Required work – In the entries below, spot each line with the word "separate" and copy it.

Collected data entries –
[Start of Attachment]
PR #709, opened 2020-09-24
Bug 1877968: Remove status update message

jcantrill:
This PR removes verbose status update messages.

Ref: https://bugzilla.redhat.com/show_bug.cgi?id=1877968


periklis (approved):
Amen

igor-karpukhin (approved):
/lgtm. We could also change the level of this message from `Info` to `Debug`

PR #712, opened 2020-09-25
Bug 1882524: Fixed 4.6 manifests folder and bundle validation

vimalk78:
The CLO operator bundle container contained patch files. This leads to failures to push the Errata Advisory to stage.

 - removed logforwardings.crd.yaml from bundle/manifest which is not present in CSV
 - moved crd patches from manifests/4.6 (which is used by ART) to manifest/patches, and modified crd generation scripts to use these patch files


jcantrill (commented):
/approve

periklis (changes requested):
Why doing this copy/remove of the patches and not a simple remove from the bundle dir like the logforwarding CRD?

igor-karpukhin (approved):
/lgtm

PR #1769, opened 2022-12-01
fix e2e previous where pod wont start

jcantrill:
### Description
This PR:
* fixes e2e previous by using a common way to create the log generator pod


cahartma (commented):
/lgtm

PR #1782, opened 2022-12-08
LOG-3331: Disable log view plugin if cluster does not have console en…

jcantrill:
…abled

### Description
This PR:
* skips log view plugin deployment if the cluster does not have the console enabled

### Links
* https://issues.redhat.com/browse/LOG-3321

cc @periklis 

@anpingli please test this PR directly.  There is no way to mock the client to throw errors so I am unable to write a proper test

PR #1787, opened 2022-12-09
LOG-3407: Disable log view plugin if cluster does not have console en…

jcantrill:
…abled

### Description
This PR:
* skips log view plugin deployment if the cluster does not have the console enabled

### Links
* https://issues.redhat.com/browse/LOG-3407
* Backport of  https://github.com/openshift/cluster-logging-operator/pull/1782


alanconway (approved):
/lgtm

Do we have a watch so we will reconcile the console if it is re-enabled later?

PR #1794, opened 2022-12-15
LOG-3321: fix crash when console is not enabled

jcantrill:
### Description
This PR:
* fixes the crash by adding the console plugin to the watch for CL
* sets a sync period to 3 minutes which is the maximum time to notice changes in the console plugin

### Links
* https://issues.redhat.com/browse/LOG-3321

cc @alanconway


cahartma (commented):
/lgtm

PR #1798, opened 2022-12-16
LOG-3407: fix crash when console is not enabled

jcantrill:
### Description
This PR:

fixes the crash by adding the console plugin to the watch for CL
sets a sync period to 3 minutes which is the maximum time to notice changes in the console plugin

### Links
* https://issues.redhat.com/browse/LOG-3407
* backport of https://github.com/openshift/cluster-logging-operator/pull/1794

cc @alanconway

### DIFF
--- a/Makefile
+++ b/Makefile
@@ -147,7 +147,7 @@ lint-dockerfile:
 .PHONY: fmt
 fmt:
 	@echo gofmt		# Show progress, real gofmt line is too long
-	find version test internal controllers apis -name '*.go' | xargs gofmt -s -l -w
+	find . version test internal controllers apis -name '*.go' | xargs gofmt -s -l -w
 
 # Do all code/CRD generation at once, with timestamp file to check out-of-date.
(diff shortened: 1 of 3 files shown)


Makefile
```diff
@@ -147,7 +147,7 @@ lint-dockerfile:
 .PHONY: fmt
 fmt:
 	@echo gofmt		# Show progress, real gofmt line is too long
-	find version test internal controllers apis -name '*.go' | xargs gofmt -s -l -w
+	find . version test internal controllers apis -name '*.go' | xargs gofmt -s -l -w
```
vimalk78, line 150: nit: if we have `.` why need other folder names?

vparfonov, line 150:
```suggestion
	find .  -name '*.go' | xargs gofmt -s -l -w
```

jcantrill: i think we only have folders to begin with because of maybe when we had the vendor dir?

PR #1799, opened 2022-12-16
LOG-3341: fix namespace_labels when writing to Elasticsearch

jcantrill:
### Description
This PR:
* replaces dots with underscores for namespace_labels when writing to Elasticsearch

### Links
* https://issues.redhat.com/browse/LOG-3341


alanconway (approved):
/lgtm
I think is a reasonable fix. We only stopped de-dotting the standard k8s labels because of an explicit request, and we still de-dot other labels. Reverting to de-dotting for namespace labels seems a safe fix.

PR #1800, opened 2022-12-20
LOG-3440: Update metrics endpoint for vector to use IPV6

vimalk78:
### Description
Updated vector conf generator to use `[::]:24231` as the metrics endpoint.
This address works for both IPV4 and IPV6 clusters.

/cc 
/assign 

/cherry-pick 

### Links
- JIRA: https://issues.redhat.com/browse/LOG-3440

### DIFF
--- a/internal/generator/vector/conf_test.go
+++ b/internal/generator/vector/conf_test.go
@@ -2,9 +2,10 @@ package vector
 
 import (
 	"fmt"
+	"strings"
+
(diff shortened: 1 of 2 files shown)


jcantrill (commented):
/lgtm

jcantrill:
May be blocked by https://github.com/openshift/cluster-logging-operator/pull/1769

jcantrill:
override because we need this in 5.6 and the "e2e minus one succeeds"

PR #1801, opened 2022-12-20
LOG-3342: fix validation on empty spec

jcantrill:
### Description
This PR:
* fixes a merge issue where we always validate against an empty spec which causes logging to never deploy

### Links
* https://issues.redhat.com/browse/LOG-3342


jcantrill:
@anpingli this is the PR that once merged would allow release of 5.5

PR #1806, opened 2023-01-03
LOG-3302: Update scc to desired

jcantrill:
### Description
This PR:
* fixes updating by Updating the current SCC to desired

### Links
* https://issues.redhat.com/browse/LOG-3302

### DIFF
--- a/internal/reconcile/scc.go
+++ b/internal/reconcile/scc.go
@@ -14,7 +14,7 @@ import (
 func SecurityContextConstraints(k8Client client.Client, desired *security.SecurityContextConstraints) error {
 	retryErr := retry.RetryOnConflict(retry.DefaultRetry, func() error {
 		current := &security.SecurityContextConstraints{}
-		key := client.ObjectKeyFromObject(desired)
+		key := client.ObjectKey{Name: desired.Name}
 		if err := k8Client.Get(context.TODO(), key, current); err != nil {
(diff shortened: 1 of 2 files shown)


internal/reconcile/scc.go
```diff
@@ -27,7 +27,37 @@ func SecurityContextConstraints(k8Client client.Client, desired *security.Securi
...
+	to.RunAsUser = from.RunAsUser
+	to.SupplementalGroups = from.SupplementalGroups
+	to.FSGroup = from.FSGroup
+	to.ReadOnlyRootFilesystem = from.ReadOnlyRootFilesystem
+	to.Users = from.Users
+	to.Groups = from.Groups
+	to.SeccompProfiles = from.SeccompProfiles
+	to.AllowedUnsafeSysctls = from.AllowedUnsafeSysctls
+	to.ForbiddenSysctls = from.ForbiddenSysctls
+
```
vimalk78, line 61: can we replace this block with `*to=*from` if all fields are to be copied?

jcantrill: SCCs don't have a "spec" field, they live off the root of the type. The only change we possibly could make is to use reflection over the fields

vimalk78: agree. a `*to=*from` would copy more fields than we need.

PR #1819, opened 2023-01-05
LOG-3447: fix logging-view-plugin deployment to enable features based…

jcantrill:
… upon OCP version

### Description
This PR:
* Enables logging-view-plugin features based upon the version of OCP

### Links
* https://issues.redhat.com/browse/LOG-3447

cc @alanconway @jgbernalp


internal/consoleplugin/reconciler.go
```diff
@@ -229,6 +230,8 @@ func (r *Reconciler) mutateDeployment() error {
 								Protocol:      "TCP",
 							},
 						},
+						Command: []string{"plugin-backend"},
+						Args:    []string{"-port", "9002", "-features", strings.Join(r.Config.Features, ",")},
```
jgbernalp, line 234: Nginx was replaced with the go backend. So here we need to add the certificate and key args that the new backend supports: https://github.com/openshift/logging-view-plugin/pull/55/commits/a39036acf1dad1cd0ec28bdd6ef055697db5b1db#diff-4d25889b839b563a7b3536730d4aa8bf08b34a5fa25702dc3bfcd9dbfdca444cR11, also the port should be `9443`

internal/consoleplugin/config.go
```diff
@@ -24,12 +25,13 @@ func (cf *Config) defaultMode() *int32 { return utils.GetInt32(420) }
 func (cf *Config) nginxPort() int32    { return 9443 }
```
jgbernalp, line 25:
```suggestion
func (cf *Config) pluginBackendPort() int32    { return 9443 }
```

alanconway (approved):
Looks good to me, will let @jcantrill give final /lgtm when he removes the /hold.

internal/consoleplugin/reconciler.go
```diff
@@ -229,6 +230,13 @@ func (r *Reconciler) mutateDeployment() error {
...
 							},
 						},
+						Command: []string{"plugin-backend"},
+						Args: []string{
+							"-port", "9443",
+							"-features", strings.Join(r.Config.Features, ","),
+							"-cert", "/var/serving-cert/tls.crt",
+							"-key", "/var/serving-cert/tls.key",
+						},
 						VolumeMounts: []corev1.VolumeMount{
```
jgbernalp, line 240: We probably don't need the nginx-config anymore

PR #1823, opened 2023-01-09
LOG-3477: fix degraded pipeline status

jcantrill:
### Description
This PR:
* fixes the degraded pipeline status when adding default to an existing CLF pipeline

### Links
* https://issues.redhat.com/browse/LOG-3477


alanconway (approved):
/lgtm

PR #1825, opened 2023-01-09
LOG-3474:  fix custom input in clf spec when using loki

cahartma:
### Description
This is the 5.5 fix.  Same general idea as the 5.6 fix: [LOG-3269](https://issues.redhat.com//browse/LOG-3269)
- Adds a name to custom inputs which will now prevent the invalid pipeline error.  
- Adds loki function for getting input type from name, in order for loki labels to work properly.

/cc @vimalk78 @syedriko 
/assign @jcantrill 

### Links
- https://issues.redhat.com/browse/LOG-3474


jcantrill (commented):
/approve
/lgtm

PR #1831, opened 2023-01-18
Addressed race condition during cert generation, fixed loki uid for vector CI

syedriko:
### Description
Two corrections for the functional and e2e tests:
- fixed a race condition during generation of certificates due to multiple instances of the certificate generation script running against the same directory
- Added a uid for the loki user to the security context of the loki receiver, this fixes the "container has runAsNonRoot and image has non-numeric user (loki), cannot verify user is non-root" issue happening in vector CI.

/cc @jcantrill 
/assign @cahartma

### DIFF
--- a/test/framework/e2e/framework.go
+++ b/test/framework/e2e/framework.go
@@ -4,14 +4,15 @@ import (
 	"context"
 	"encoding/json"
 	"fmt"
-	"github.com/openshift/cluster-logging-operator/test/framework/e2e/certificates"
-	"github.com/openshift/cluster-logging-operator/test/runtime"
 	"math/rand"
 	"os"
 	"os/exec"
 	"strconv"
 	"strings"
 	"time"
+
+	"github.com/openshift/cluster-logging-operator/test/framework/e2e/certificates"
+	"github.com/openshift/cluster-logging-operator/test/runtime"
 
 	"github.com/openshift/cluster-logging-operator/internal/constants"
 	"github.com/openshift/cluster-logging-operator/test/helpers"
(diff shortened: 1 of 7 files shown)


test/framework/e2e/framework.go
```diff
@@ -638,26 +639,19 @@ func (tc *E2ETestFramework) PodExec(namespace, name, container string, command [
...
-		"tls.key":       utils.GetWorkingDirFileContents("system.logging.fluentd.key"),
-		"tls.crt":       utils.GetWorkingDirFileContents("system.logging.fluentd.crt"),
-		"ca-bundle.crt": utils.GetWorkingDirFileContents("ca.crt"),
-		"ca.key":        utils.GetWorkingDirFileContents("ca.key"),
+		"tls.key":       utils.GetDirFileContents(certsDir, "system.logging.fluentd.key"),
+		"tls.crt":       utils.GetDirFileContents(certsDir, "system.logging.fluentd.crt"),
+		"ca-bundle.crt": utils.GetDirFileContents(certsDir, "ca.crt"),
+		"ca.key":        utils.GetDirFileContents(certsDir, "ca.key"),
 	}
+	os.RemoveAll(certsDir)
```
jcantrill, line 654: maybe this should be a 'defer' placed higher to ensure it always runs

test/framework/functional/framework.go
```diff
@@ -198,17 +200,19 @@ func (f *CollectorFunctionalFramework) DeployWithVisitors(visitors []runtime.Pod
 	}
 
 	log.V(2).Info("Generating Certificates")
+	certsDir := fmt.Sprintf("/tmp/clo-test-%d-%d", os.Getpid(), rand.Intn(10000)) //nolint:gosec
```
jcantrill, line 203: This code looks duplicated.  Any reason we can not collect into a common package under test/framework

jcantrill (changes requested):
/approve

test/framework/functional/framework.go
syedriko: @jcantrill Please take a look at the latest version

jcantrill (commented):
/hold cancel
/lgtm

PR #1170, opened 2022-02-17
Support Faraday 1.0 & 2.0 at the same time.

### LINKED ISSUE #1168: Support multiple versions of Faraday
### Descriptive summary

Geoblacklight 4 should support Faraday 1 & 2, if possible, as there are several upstream libraries that have a variety of requirements.

tpendragon:
Closes #1168

To do this I had to copy over the redirect middleware locally. According
to the [faraday upgrade
guide](https://github.com/lostisland/faraday/blob/main/UPGRADING.md#faraday-middleware-deprecation)
somebody will have to extract that middleware to its own gem and support
it. I don't have a desire to be that person on a global scale, but for
now we can have it here.

This also adds a test to make sure that redirects work and adds a matrix
to CI to test for Faraday 1.0 & 2.0.


hackartisan (commented):
looks good to me! Is there a way to make the gh actions check names more descriptive? For example, clearly label ruby 2.7 as opposed to just having "2.7"? And for the Faraday addition, as well?

.github/workflows/ruby.yml
```diff
@@ -21,6 +21,10 @@ jobs:
     strategy:
       matrix:
         ruby: [2.7, '3.0']
+        faraday_version: ['']
+        include:
+          - ruby: 2.7
+            faraday_version: '~> 1.0'
```
eliotjordan, line 27: suggestion: Could we explicitly declare Faraday '~> 2.0' for ruby 3.0? It would make the config easier to read and understand.

eliotjordan (changes requested):

.github/workflows/ruby.yml
tpendragon: You mean instead of the `['']`? I considered that and was concerned that the faraday version default would then need to be changed here and in `Gemfile.extra`. Am I overthinking it?

tpendragon: Also this isn't making Faraday 1 for 2.7, it's adding a third matrix item which is ruby 2.7 and faraday 1.

eliotjordan:
@hackartisan Improving the CI config is a good idea, but I think it's out of scope on this PR. I opened a new issue for it: https://github.com/geoblacklight/geoblacklight/issues/1177

.github/workflows/ruby.yml
eliotjordan: I see. I was confused as well. I think this is fine.

eliotjordan (approved):

PR #1172, opened 2022-02-18
Always publish coverage data

cbeer:
Otherwise, if the build fails because the coverage is too low, the coverage step is skipped and the artifacts aren't published.


ewlarson (approved):
👍

PR #1180, opened 2022-02-18
Vendorized JS/CSS: update libraries/packages

ewlarson:
We vendorize Leaflet, because of inline image/css references that need an asset_path, and a few additional JS libraries used in GeoBlacklight. This PR updates them to their most recent releases. It also makes setting Leaflet's default icon directory path configurable in `settings.yml`, should anyone want to customize the icons they are using. 

* Update: leaflet (1.4.0 to 1.7.1)
* Update: esri-leaflet (2.2.1 to 3.0.4)
* Update: leaflet-iiif (2.0.1 to 3.0.0)
* Remove: leaflet-label.css (unnecessary post leaflet 1.0)


lib/generators/geoblacklight/templates/settings.yml
```diff
@@ -160,6 +160,7 @@ OPACITY_CONTROL: &opacity_control
 
 LEAFLET:
   MAP:
+  ICON_DEFAULT_IMAGEPATH: ".."
```
eliotjordan, line 163: question: Is this a parameter that we need to make configurable to users? I guess I'm wondering what would make cause a implementation to change this value.

ewlarson: Yeah, I was definitely under the influence of some stackoverflow comments where people were adopting different SVG iconography libraries. You might swap in a public dir path if you had a font awesome pro license and wanted their "duotone" look instead of Leaflet's default.

But, if you're willing to go that far, you're likely going to override GBL's viewer code... Maybe this is just unecessary? I'll think about it for a bit.

eliotjordan: If we had a use case / user request then I think we should consider it. I'm concerned that it's extra complexity in an already complex settings file.

ewlarson: Sure. I've rolled that change back. We still need to set the path ourselves, otherwise Leaflet+Rails asset_url defaults the icon path to '//assets' and icons do not render.

app/assets/javascripts/geoblacklight/viewers/viewer.js
```diff
@@ -10,6 +10,11 @@ GeoBlacklight.Viewer = L.Class.extend({
 
     L.Util.setOptions(this, options);
 
+    var leafletOptions = this.data.leafletOptions;
```
eliotjordan, line 13: issue: Unused variable. Should remove.

eliotjordan (changes requested):

eliotjordan (approved):

PR #1194, opened 2022-02-23
Combine download and export cards into dropdown button

### LINKED ISSUE #1131: Combine "Downloads" and "Export formats" content areas
### Descriptive summary

During usability testing at Princeton, testers were given pause by the separate content areas for "Downloads" and "Export formats". From the user perspective it doesn't seem that this distinction is important, and it creates a decision point that stalls their progress.

Recommend displaying the contents of "Export Formats" in the "Downloads" box and removing the separate content area.

If implemented we would like to see this on main and backported to the 3.x branch.

### Screenshot

Screen Shot 2022-02-08 at 10 34 32 AM

thanyabegum:
Closes #1131 by changing the Download and Export cards in the sidebar to a single Downloads dropdown button.

**Before**
Screen Shot 2022-02-23 at 2 17 52 PM

**After**
Screen Shot 2022-02-23 at 2 21 27 PM


tpendragon:
@thanyabegum Can you add a screenshot to this PR when you get a chance?

thanyabegum:
> @thanyabegum Can you add a screenshot to this PR when you get a chance?

Will do!

eliotjordan:
I really like combining the downloads into a single place. It looks great _except_ in places where there is  "Derived Datasets" / related content section. Instead of dropdown, I wonder if this should be a an accordion panel. I suppose the drop down could be positioned last, I just worry about it getting lost in the page.

karenmajewicz:
Have we considered moving the Related Items widgets to the bottom of the metadata? Here is how the Big Ten is doing it example: https://geo.btaa.org/catalog/675283de1b4c429387bccc06655f9cee_1 We might not want default GBL to look exactly like that, but it does free up real estate in the right hand column.

hackartisan:
@eliotjordan we could try it as an accordion. I see what you mean about the content overlapping. We might still want to style it like a button, to make it a matched pair with the web services button.

app/views/catalog/_downloads_dropdown.html.erb
```diff
@@ -0,0 +1,27 @@
...
+  <%= download_link_hgl(download_text(document.download_types.first[0]), document) %>
+<% end %>
+
+<% if document.iiif_download.present? %>
+  <%= download_link_iiif %>
+<% end %>
+
+<% if document.download_types.present? %>
+  <% document.download_types.each do |type| %>
+    <%= download_link_generated(type.first, document) %>
```
hackartisan, line 25: I think we want this to keep the translation behavior that was previously in the helper method `download_generated_body`

hackartisan:
Here are some screenshots of the accordion / collapse implementation: 
Screen Shot 2022-02-24 at 12 02 25 PM
Screen Shot 2022-02-24 at 12 02 31 PM

tpendragon (approved):

hackartisan (changes requested):
block on getting these translations back.

eliotjordan (approved):

hackartisan (approved):
Created https://github.com/geoblacklight/geoblacklight/issues/1200 to un-block merge of this ticket, since another 4.0 ticket depends on this getting merged.

PR #1207, opened 2022-02-24
Update item view fields on catalog_controller.rb

karenmajewicz:
This branch:

1. Cleans up the ITEM VIEW FIELDS. There were some duplicated lines in the commented-out code.
2. Turns on all of the descriptive/ string value fields by default
3. Re-orders the fields to match the Aardvark schema order.

Addresses #1052 In the previous version, we had been more conservative about only showing a few fields. However, I think it is better to display them all by default. This allows adopters to evaluate the fields and the examples shown in the fixtures. It would be easier for adopters to see extraneous fields and hide them rather than not know they existed.


karenmajewicz:
Thanks for fixing the tests, Eric. Is this seem like a good idea to display all the fields?

eliotjordan (approved):
This looks great! 👍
[End of Attachment]
Worked solution –
During usability testing at Princeton, testers were given pause by the separate content areas for "Downloads" and "Export formats". From the user perspective it doesn't seem that this distinction is important, and it creates a decision point that stalls their progress.
Recommend displaying the contents of "Export Formats" in the "Downloads" box and removing the separate content area.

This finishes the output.